_Your goal:_ Take the entries that follow and return exactly the lines from the one holding "hrydgard, line 940: This" through the one holding "Oh cool, didn't", both included. Nothing else is needed.

_Data to examine:_
- Opening Delimiter -
PR #15544, opened 2022-05-18
Updated brazilian portuguese translation

Felipefpl:
Updated the translation based on latest changes to en.ini file plus some small fixes.


assets/lang/pt_BR.ini
```diff
@@ -937,7 +937,7 @@ Stopping.. = Parando...
 [Reporting]
 Bad = Ruim
 FeedbackCRCCalculating = CRC do Disco: Calculando...
-FeedbackCRCValue = CRC do Disco: %1
+FeedbackCRCValue = CRC do Disco: [VALUE]
```
hrydgard, line 940: This should be %1 to fill in the right value.

Felipefpl: Thanks for the tip, didnt notice that when making the changes.

PR #15555, opened 2022-05-26
Fix themes as well

iota97:
Same as #15554.


unknownbrackets (approved):
Ah, sorry, I should've remembered this one as well.

-[Unknown]

PR #15571, opened 2022-06-07
Update zh_CN.ini

xujibbs:


xujibbs:
combine to another update

PR #15581, opened 2022-06-09
Add additional rescaps for UWP port

tunip3:
added runFullTrust, broadFileSystemAccess and  expandedResources rescaps
The first two expands what devices the port can access whilst running on Xbox.
expandedResources improves performance on Xbox by giving the app access to more system resources.


hrydgard:
Oh cool, didn't know about these. Hope adding them won't limit the use in any scenario... Let's merge and see how it goes.

PR #15847, opened 2022-08-16
Remove storage fileloader and storage folderbrowser, also re-add bin and elf [UWP]

tunip3:
This PR removes the storage fileloader and storage folderbrowser from the UWP port as they are no longer needed.


tunip3:
Updated to add bin and elf back to the file picker as they now work.
(tested with cube.elf on xbox)

hrydgard:
Thanks!

hrydgard (approved):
- Closing Delimiter -
_Response for this exercise:_
hrydgard, line 940: This should be %1 to fill in the right value.

Felipefpl: Thanks for the tip, didnt notice that when making the changes.

PR #15555, opened 2022-05-26
Fix themes as well

iota97:
Same as #15554.


unknownbrackets (approved):
Ah, sorry, I should've remembered this one as well.

-[Unknown]

PR #15571, opened 2022-06-07
Update zh_CN.ini

xujibbs:


xujibbs:
combine to another update

PR #15581, opened 2022-06-09
Add additional rescaps for UWP port

tunip3:
added runFullTrust, broadFileSystemAccess and  expandedResources rescaps
The first two expands what devices the port can access whilst running on Xbox.
expandedResources improves performance on Xbox by giving the app access to more system resources.


hrydgard:
Oh cool, didn't know about these. Hope adding them won't limit the use in any scenario... Let's merge and see how it goes.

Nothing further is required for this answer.